Supreme NTM – ‘Tout N’est Pas Si Facile’
taken from Paris Sous Les Bombes (Epic, 1995)
Ethel Beatty – ‘It’s Your Love’
taken from The Uno Melodic Story (Charly Schallplatten GmbH, 1998)
I’ve been meaning to put something together about this particular song for a long time now, but it’s Sach O who’s acted as catalyst as he has just dropped an excellent overview of Supreme NTM’s third studio album over at The Passion. Paris Sous Les Bombes is in fact an album that I covered during my blogging infancy and it endures as one of my favourite releases from the French hip hop canon. Get familiar if you’re not already: this album bangs.

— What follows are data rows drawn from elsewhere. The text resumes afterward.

PR #734, opened 2022-06-28
Adds support for tag-list

### LINKED ISSUE #707: Blog archive / category tag list
With so many blog posts (currently 8 pages with 5 per page), it's become very difficult for casual readers to sort through and find posts which would be relevant to them. The newer tags/categories feature helps this a bit, but it's not so helpful if the latest post in a category is 4 pages in.
To fix this, initially, I converted all of my posts to projects. That way, every post on my blog is easily accessible, and readers can browse through all the different categories. The problem with that is that it's nigh impossible to tell when a new post is added, since the projects are sorted by importance, not date. So to fix that, I copied all the projects to blog posts as well (changing every file name and header...). Allowing users to see the newest posts on the blog, and all the posts in projects. Basically letting the projects page function as a blog archive. However, this means I need two copies of my posts with slightly different headers. Meaning, to make a new post I need to make two files, and if I want to change any of them, I have to change both files, which is inconvenient.

The simplest/most manageable solution I can think of might be to add a list of categories/tags which is always visible somewhere on the blog page so that users can click on a category even if the latest post for it was a while ago. 

Having a blog archive which lists every blog post on one page (sorted by categories rather than date) would be a more straightforward and helpful (but harder to implement) solution. But, since the projects page can already do this pretty well, just a copy of the projects page which is slightly modified to read from _posts rather than projects might not be too much more difficult?

Alternatively, an option to automatically put blog posts to projects (or vice versa) would be nice.  Or any changes to make blog posts/projects more compatible/interchangeable would go a long way. Such as removing dates from the url when they're in the file name, having category/categories function more identically, etc.

Also, a search bar and last page option (such as 1 2 3 4 ... 8) for example, would be helpful too (but now I'm just putting a wishlist of features...)

Thank you!

rohandebsarkar:
As requested in #707.

### DIFF
--- a/_sass/_base.scss
+++ b/_sass/_base.scss
@@ -332,6 +332,7 @@ footer.sticky-bottom {
 
   ul {
     justify-content: center;
+    display: flow-root;
 
     p, li {
       list-style: none;
--- a/_sass/_base.scss
+++ b/_sass/_base.scss
@@ -318,10 +318,26 @@ footer.sticky-bottom {
   border-bottom: 1px solid var(--global-divider-color);
   text-align: center;
   padding-top: 2rem;
-  padding-bottom: 5rem;
+  padding-bottom: 3rem;
   h1 {
     color: var(--global-theme-color);
     font-size: 5rem;
+  }
+}
+
+.tag-list {
+  border-bottom: 1px solid var(--global-divider-color);
+  text-align: center;
+
+  ul {
+    justify-content: center;
+
+    p, li {
+      list-style: none;
+      display: inline-block;
+      padding: 1rem 0.5rem;
+      color: var(--global-text-color-light);
+    }
   }
 }
 
--- a/_sass/_base.scss
+++ b/_sass/_base.scss
@@ -328,6 +328,7 @@ footer.sticky-bottom {
 .tag-list {
   border-bottom: 1px solid var(--global-divider-color);
   text-align: center;
+  padding-top: 1rem;
 
   ul {
     justify-content: center;
--- a/blog/index.html
+++ b/blog/index.html
@@ -20,6 +20,18 @@ pagination:
     <h2>{{ site.blog_description }}</h2>
   </div>
 
+  <div class="tag-list">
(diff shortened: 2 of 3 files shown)


blog/index.html
```diff
@@ -20,6 +20,18 @@ <h1>{{ site.blog_name }}</h1>
...
+      {% for tag in site.display_tags %}
+        <li>
+          <i class="fas fa-hashtag fa-sm"></i> <a href="{{ tag | prepend: '/blog/tag/' | relative_url }}">{{ tag }}</a>
+        </li>
+        {% unless forloop.last %}
+          <p>&bull;</p>
+        {% endunless %}
+      {% endfor %}
+    </ul>
+  </div>
```
alshedivat, line 34: could you make this block optional? if `site.display_tags` is not provided, this entire block should not be shown.

_sass/_base.scss
```diff
@@ -318,13 +318,29 @@ footer.sticky-bottom {
...
+  padding-bottom: 3rem;
   h1 {
     color: var(--global-theme-color);
     font-size: 5rem;
   }
 }
 
+.tag-list {
+  border-bottom: 1px solid var(--global-divider-color);
+  text-align: center;
```
alshedivat, line 330: let's add a bit more white space
```suggestion
  text-align: center;
  padding-top: 1rem;
```

_sass/_base.scss
```diff
@@ -318,13 +318,29 @@ footer.sticky-bottom {
...
   padding-top: 2rem;
-  padding-bottom: 5rem;
+  padding-bottom: 3rem;
   h1 {
     color: var(--global-theme-color);
     font-size: 5rem;
   }
 }
 
+.tag-list {
```
alshedivat, line 328: if you change the window size, the tag list does not behave responsively. could you make it responsive?

alshedivat (approved):
LGTM overall. thank you for adding tag-list support! left just a couple of small comments. would be great if you could make tag-list responsive before merging.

The reason I’ve held off for such a long time on covering this particular song is due to my relatively fleeting knowledge of the sample sources used here, as the production by DJ Clyde and DJ Max is notably dense and multi-layered on ‘Tout N’est Pas Si Facile’. As such, I’m unable to offer up quite the level of nerdy detail that I tend towards when putting tracks under the proverbial microscope, but the strength of this cut and the beauty of the key sample source are enough for me to temporarily eschew my anal tendencies. So deal with it.
Sample fodder comes in the shape of Ethel Beatty’s ‘It’s Your Love’, a dazzling piece of Roy Ayer’s production work that is now highly sought after by folk who still dig in crates of the non-virtual variety. Released in 1981 on Ayer’s own Uno Melodic imprint, ‘It’s Your Love’ was the flip to the more boogie-oriented ‘I Know You Care’, but the luscious, jazzy groove of ‘It’s Your Love’ is the clear winner on this 12” and an essential piece of early ’80s classic groove. It’s the first couple of bars that are of note in relation to the NTM track, a straight loop jack with some EQing to really bring out the strings and bass and create the fittingly hazy vibe for Kool Shen and Joey Starr to reminisce on days gone past when “le hip hop n’a jamais eu besoin de gun”.

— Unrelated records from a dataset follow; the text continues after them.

Issue #537, opened 2022-01-23
Images do not display on macOS Safari with 100% zooming level


HaoranLiao:
**Acknowledge the following**
- [x] I carefully read and followed the [Getting Started](https://github.com/alshedivat/al-folio#getting-started) guide.
- [x] I read through [FAQ](https://github.com/alshedivat/al-folio#faq) and searched through the [past issues](https://github.com/alshedivat/al-folio/issues), none of which addressed my issue.
- [x] The issue I am raising is a potential bug in al-folio and not just a usage question. <br> [For usage questions, please post in the [Discussions](https://github.com/alshedivat/al-folio/discussions) instead of raising an issue.]

**Describe the bug**
My profile and project images do not display on macOS Safari (Version 13.1.3). The display was fine on Chrome and Firefox. And it was also fine on iOS Safari.

**Expected behavior**
Profile images and project card images displayed on the webpage

**Screenshots**
A screenshot of the profile image not displayed on macOS Safari: 
<img width="256" alt="Screen Shot 2022-01-23 at 11 15 49 AM" src="https://user-images.githubusercontent.com/16676497/150694622-bc22c718-9a5f-4bf3-b2d8-69478d7dac83.png">
A screenshot of the project card image not displayed on macOS Safari: 
<img width="603" alt="Screen Shot 2022-01-23 at 11 22 16 AM" src="https://user-images.githubusercontent.com/16676497/150694644-176a70d1-9197-4957-b4a0-4fdb83dc8ead.png">

**System (please complete the following information):**
 - OS: macOS
 - Browser (and its version) Safari 13.1.3
 - Jekyll version: 4.2.1
- Ruby version: 3.0.3p157 (2021-11-24 revision 3fb7d2cadc) [x86_64-darwin19]

**Additional context**

My profile and project images do not display on macOS Safari (Version 13.1.3). The display was fine on Chrome and Firefox. And it was also fine on iOS Safari. Whenever I use the macOS Safari to open my page, say the about page, I get this error:
```
[2022-01-23 11:00:17] ERROR `/assets/img/my_pic-480.webp' not found.
[2022-01-23 11:00:18] ERROR `/assets/img/my_pic-1400.webp' not found.
[2022-01-23 11:00:23] ERROR `/assets/img/my_pic-480.webp' not found.
```
[...]

PR #748, opened 2022-07-08
Fix responsive image

rohandebsarkar:
This finally addresses the problem in issue #537. This PR adds the support to remove responsive image blocks (`<source>` elements) if it encounters any error by using using jQuery.


alshedivat:
@all-contributors please add @rohandebsarkar for code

As previously stated there’s actually quite a lot more to ‘Tout N’est Pas Si Facile’ than just the Beatty loop, with irritatingly familiar sax running throughout the song as well as extra percussive flourishes and scratches during the chorus that fill the beat out; sometimes even the most fervent digital digger can come up empty handed. However, regardless of my own shortcomings here, this song – and indeed Paris Sous Les Bombes in more general terms – is a clear indication of the sophistication of French hip hop music from the period and proof positive that the language barrier needn’t be a complete sticking point in appreciating rap from non-English speaking lands. Vous pigez?